A neighbor, an old bachelor salesman, asks my wife and I to pick up some lost luggage for him at the airport. His suitcase had been missing for years. My wife and I accept, although we haven’t gotten along with each other for awhile.

We are coming back from our errand, successfully, winding our way through a group of recently-deplaned passengers. Most of them have arrived on an international flight and look like they have not breathed fresh air for days. One woman turns and doubles back against the flow of passengers, towards me, looking like she is about ready to throw up. Reflexively, I raise my sweater toward her mouth, but she shakes her head no.

I am carrying the sweater because what had started off as a cool morning en route to the airport now feels like early spring. My wife bounds on ahead, in a springish mood herself. When I get off the escalator and walk through the concourse, I find that I have completely lost sight of her. But I walk on, carrying old man’s suitcase.

Ahead, a door leads outside. It is the kind of early exit that fools you—it doesn’t lead to the terminal, but out to a surrounding field. Today the door has been propped open, and the light and fresh air streaming in are just too tempting, so I head out, as do several others ahead of me.

Outside, a wide path leads along the tarmac. Some travelers laughingly complain that they now will have a long hike to baggage claim, but this laughing seems like part of a cure. They roll up their sleeves and continue on. I don’t see any signs of my wife ahead, but keep on walking anyway. It is too nice a day to turn back.
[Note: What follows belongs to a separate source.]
PR #1940, opened 2023-07-14
[rest] add query parsing

CodingRays:
This adds the capability to parse url query strings to the rest api.

It also contains a small refactoring of the parser and request class which moved state that is only required for parsing out of the request class. The only exception to this is the body field which is still built up in the request class.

Off to the side of the path is a small wetland area. I veer off course a bit, attracted by spring smells. A few lilac bushes bloom by the side of the trail, and I pull off a minute purple sprig and place it into my nostril like snuff. It is so pungent that I am taken aback. I see a pick-up truck rapidly pull away from a creek bank. In the truck bed is a row of shrubs that the driver has uprooted from this public area.

The creek current is powerful with spring run-off. I can’t help watching it for awhile though my wife is nowhere in sight. No doubt, she has navigated the airport successfully and is now far ahead of me.

She may feel somewhat guilty for skipping ahead, enough to wait for a reasonable amount of time by the car. Then she will grow impatient and leave me to take the shuttle. I look down at the ancient suitcase, bound with leather straps and covered with stamps from foreign countries. I wonder if I should open it.

sweetening the deal

I send off a very outré piece of fiction to an editor along with a bag of candy (gummy hearts). Both come back to me in the mail. I am more upset that the editor has not sampled the candy than that the submission has come back. I consider shipping back just the candy along with a note saying, Try it. It’s good!

three men on a bus

We stood there holding the bar, reticent. Outside, the scenery changed from urban to rural and then swamp. Still none of us moved to ask the bus driver if we were going the wrong direction. It was my friend Jimmy, my brother, and I. This was a standoff worthy of the Old West.

It turned dark outside. Finally, I could stand no more and drifted toward the front of the bus. I had seen a middle-aged woman get up from her seat near the front to chat with the bus driver and hoped their conversation would reveal our destination. She was anxious about catching her next connection to the city—openly so.

The bus driver told her that the next bus left north for the city in seven minutes. I immediately bowed out of their conversation and snuck back to the boys with this information. Perhaps we had taken the long way on our afternoon’s errand: it no longer mattered. We knew we would never speak of this again.